I took some lousy pictures of the landscape. 

I got back into the mindset of trying to find a good word that would appropriately convey this place. This expanse of nothing and everything. Barren...kind of, but not really. It was a place actually full of life, just not human life. Inhospitable...sure, but not quite the right feel. Desolate...getting closer. Stark...pretty good. Severe...good under the right connotation. Austere...ooh I like that one, but it didn't occur to me until just now when I had the luxury of the internet to make sure it meant what I thought it meant in this context. So I think the best way I can describe the landscape is austere and severe.
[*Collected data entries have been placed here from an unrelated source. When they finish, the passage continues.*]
PR #340, opened 2025-05-09
Remove Equinix as sponsor

tomjaguarpaw:
Move the Scarf entry into its place to avoid leaving a gap

----

We are grateful to Equinix for many years of very generous sponsorship!

@jmct, can you confirm  you think this is the right thing to do?

### DIFF
--- a/site/index.html
+++ b/site/index.html
@@ -490,7 +490,7 @@ isHome: true
       </div>
       <div class=" row ">
          <div class=" span6 col-sm-6">
-            <p><strong><a href="https://metal.equinix.com/">Equinix Metal</a></strong> provides compute, storage, and networking resources, powering almost all of Haskell.org in several regions around the world.</p>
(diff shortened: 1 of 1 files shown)


gbaz:
We should check with jmct and @davean who else we might want to add as an infrastructure sponsor as well. For example, we should add DigitalOcean, which now provides hosting for hackage.

rebeccaskinner (approved):

tomjaguarpaw:
I intend to merge this PR by Friday unless overruled by @jmct. We can always revert it if necessary, but it seems the right thing to do since Equinix are not actually sponsoring us any more.

Happy also to incorporate new sponsors in this PR or a subsequent one.

davean:
DigitalOcean, Discourse, those are the new ones we should be calling out.
Sad to see Equinix Metal shutdown.

I'm not sure of Galois status ATM.

jmct:
Digital Ocean is on haskell.foundation, but they should also be on here as well.

I've reached out to the Discourse folks about how they want us to proceed.

So, I say merge this as is.

As for Galois... I wouldn't rule out some sort of in-kind infrastructure help in the future (I pretty consistently talk with folks there about the HF and how Galois may help), but it's probably wise to remove for the time being (maybe we replace them with Digital Ocean)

Rick took some non-lousy pictures of the landscape. And I'm in some of them. 
Yes, the stretch between Teterville, through Texaco Hill (mile 31) and finishing at Ridgeline (mile 36) was simply beautiful. Surrounded by this vast expanse of haunting, harsh(OOH more good words) but utterly breathtaking scenery, I continue ticking off the miles and marveling at this place. At one point, I saw a herd of 20-30 cattle running towards the road, and maybe 20 yards ahead of me, they rumble across. I had quickly grabbed my phone and "recorded" the event. After they had crossed the road and were sufficiently far away, I looked down to hit the Stop button on the video, at which point it *actually* began recording, leaving me with a 2 second video of the ground and me saying, "Aw crap".

I haven't mentioned this before, but my plan was to listen to music between mile 25 and mile 57 when I picked up my first pacer. I had a really solid playlist compiled and was looking forward to that intangible X-Factor music boost that I have often relied upon in tough ultras. I only stuck with the tunes for about 15 miles, just a little ways past Ridgeline, because at a certain point, I got tired of it. I was still moving really well, my mood wasn't suffering, and I kinda just wanted to be present and aware, so I ditched the headphones and didn't take them back out again.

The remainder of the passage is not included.